No Dia da Amazônia, comemorado neste sábado (05/09), os 777 municípios participantes do Selo UNICEF no território amazônico celebram avanços em indicadores de educação, saúde, proteção e participação cidadã.
Criada há mais de duas décadas, a iniciativa apoia os municípios no fortalecimento de políticas públicas voltadas especialmente às crianças e aos adolescentes mais vulnerabilizados, contribuindo para enfrentar desigualdades territoriais e étnico-raciais. A atual edição (2025–2028) reúne 2.277 municípios de 18 estados da Amazônia Legal e do Semiárido brasileiro.
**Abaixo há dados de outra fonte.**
PR #161, opened 2018-06-11
UIEH-421: Validate resource id for GET, PUT and DELETE

sduvvuri-ebsco:
## Purpose
Per https://issues.folio.org/browse/UIEH-421, we were not providing expected error responses when user makes a request with invalid resource id. 

## Approach
- Validate resource id to consist of provider_id, package_id and title_id
- Also, validate that provided values can be converted to integers
- Add associated unit tests

#### TODOS and Open Questions
- [ ] We might want to do something similar for packages, providers and titles endpoints as well. Will discuss with Khalilah and add more bugs in backlog. Added UIEH-425, UIEH-426 and UIEH-427 in backlog.

## Screenshots
resource_id_validation

### DIFF
--- a/app/controllers/resources_controller.rb
+++ b/app/controllers/resources_controller.rb
@@ -79,7 +79,15 @@ class ResourcesController < ApplicationController
   private
 
   def set_resource
-    @resource = resources.find resource_id
+    resource_id_validation =
+      Validation::ResourceID.new(resource_id)
+
+    if resource_id_validation.valid?
+      @resource = resources.find resource_id
+    else
+      render jsonapi_errors: resource_id_validation.errors,
+             status: :bad_request
+    end
   end
 
   def resource_id
--- a/app/controllers/validation/resource_id.rb
+++ b/app/controllers/validation/resource_id.rb
@@ -1,0 +1,38 @@
+# frozen_string_literal: true
+
+module Validation
+  class ResourceID
+    include ActiveModel::Validations
+
+    attr_accessor :vendor_id, :package_id, :title_id
+
+    validates :vendor_id, presence: true
+    validates :package_id, presence: true
+    validates :title_id, presence: true
+
+    validate :vendor_id_int?
+    validate :package_id_int?
+    validate :title_id_int?
+
+    def vendor_id_int?
+      errors.add(:vendor_id, ':Invalid vendor id') unless
+        vendor_id.to_i != 0
+    end
+
+    def package_id_int?
+      errors.add(:package_id, ':Invalid package id') unless
+        package_id.to_i != 0
+    end
+
+    def title_id_int?
+      errors.add(:title_id, ':Invalid title id') unless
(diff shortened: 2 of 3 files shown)


elrickvm:
Would this handle the failure of when a vendor, package, or title `looks` valid and sends the request to rmapi that then fails.?

elrickvm (commented):
Would this handle the failure of when a vendor, package, or title looks valid and sends the request to rmapi that then fails.? For example something like this... https://folio.frontside.io/eholdings/resources/565-4059099555-427051

I assume it is fine as it will do what it was always doing and 404 but i am not sure if that was error case that we were trying to handle as well.

sduvvuri-ebsco:
very good question @elrickvm , I assumed that RM API would give an error message for "Package not found" and tested mod-kb with your example on this PR, it gives a 404 not found and a HTML message, then I tested RM API and it gives the same, so mod-kb is bubbling up whatever RM API is giving as an error response but maybe we should file a bug with RM API team that they are providing an HTML error response?
Response we get from RM API: 
```<!DOCTYPE html PUBLIC "-//W3C//DTD XHTML 1.0 Strict//EN" "http://www.w3.org/TR/xhtml1/DTD/xhtml1-strict.dtd">
<html xmlns="http://www.w3.org/1999/xhtml">
<head>
<meta http-equiv="Content-Type" content="text/html; charset=iso-8859-1"/>
<title>404 - File or directory not found.</title>
<style type="text/css">
<!--
body{margin:0;font-size:.7em;font-family:Verdana, Arial, Helvetica, sans-serif;background:#EEEEEE;}
fieldset{padding:0 15px 10px 15px;} 
h1{font-size:2.4em;margin:0;color:#FFF;}
h2{font-size:1.7em;margin:0;color:#CC0000;} 
h3{font-size:1.2em;margin:10px 0 0 0;color:#000000;} 
#header{width:96%;margin:0 0 0 0;padding:6px 2% 6px 2%;font-family:"trebuchet MS", Verdana, sans-serif;color:#FFF;
background-color:#555555;}
#content{margin:0 0 0 2%;position:relative;}
.content-container{background:#FFF;width:96%;margin-top:8px;padding:10px;position:relative;}
-->
</style>
</head>
<body>
<div id="header"><h1>Server Error</h1></div>
<div id="content">
 <div class="content-container"><fieldset>
  <h2>404 - File or directory not found.</h2>
  <h3>The resource you are looking for might have been removed, had its name changed, or is temporarily unavailable.</h3>
 </fieldset></div>
</div>
</body>
</html>
```

elrickvm:
Cool. I know with the new pattern we have more control over request failures from RMAPI. But i think this works for this for sure.

elrickvm (approved):

sduvvuri-ebsco:
@elrickvm : I sent an email to Mohan from RM API team to see if he can file a bug or if that is intentional. Thanks for your feedback!

PR #163, opened 2018-06-12
UIEH-369: Handle error responses in packages consistently as titles

sduvvuri-ebsco:
## Purpose
Per https://issues.folio.org/browse/UIEH-369, there is a discrepancy in error response handling in mod-kb-ebsco when we are trying to create custom packages versus. custom titles. This PR tries to give consistent error responses so that it does not mess up UI toast messages.

## Approach
- Figure out if RM API is giving error message in a consistent format and in this case, yes, RM API gives error responses in consistent format while creating custom titles and custom packages.
- Figured out that the discrepancy is indeed in mod-kb, probably introduced with the new repository pattern followed.
- Figured that RM API is giving error responses in JSON format where as there are quite a few error responses created in mod-kb-ebsco which are not in JSON and are plain strings for validations done within our code.
- Due to the above difference, added exception handling around the JSON.parse block and modified the way we support error response handling in `catch_repository_errors`.
- Ensured that all unit tests are passing and we are getting error response in expected format while trying to create a custom package whose name already is used.

#### TODOS and Open Questions
- [ ] Probably, there is a cleaner way to do this in the RequestError class at a higher level, or we could modify all of our internally generated error to be JSON also? ideas welcome. Probably, when we change other endpoints to use this repository pattern, then this difference in error handling needs to be converged.

## Screenshots
error_handling_consistency

### DIFF
--- a/app/controllers/application_controller.rb
+++ b/app/controllers/application_controller.rb
@@ -43,8 +43,16 @@ class ApplicationController < ActionController::API
   def catch_repository_errors
     yield
   rescue RmapiRepository::RequestError => e
-    render jsonapi_errors: [title: e.message],
-           status: e.status
+    begin
+      # If the error is from RM API, its in JSON
+      json = JSON.parse(e.message)
+      render jsonapi_errors: get_json_error_hash(json),
+             status: e.status
+    rescue JSON::ParserError
+      # If the error is from within our code, its a plain string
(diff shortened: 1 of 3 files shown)


carolegodfrey (approved):
LGTM - Nice job Soba - especially liked confirming things with telepresence!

No território amazônico, a implementação do Selo UNICEF 2025-2028 é feita por duas organizações da sociedade civil: o Instituto Peabiru, parceiro implementador no Amapá, Mato Grosso, Pará e Tocantins, e o Instituto Amazônia Açu (IAÇU), que lidera a iniciativa no Acre, Amazonas, Rondônia e Roraima.
Seja voltando para a escola, se tornando referências de mobilização juvenil na comunidade ou sendo protegidas de múltiplas violências, histórias mostram como o Selo UNICEF tem mudado a trajetória de crianças e adolescentes desta região.
UNICEF/BRZ/Yulibeth Carpintero
Em Roraima, seis irmãos voltam para a escola
Quando a venezuelana Zuleinnys Bastardo chegou a Pacaraima, no norte de Roraima, com seus seis filhos, reconstruir a vida em um novo país também significava enfrentar obstáculos para garantir um direito básico para eles: estudar.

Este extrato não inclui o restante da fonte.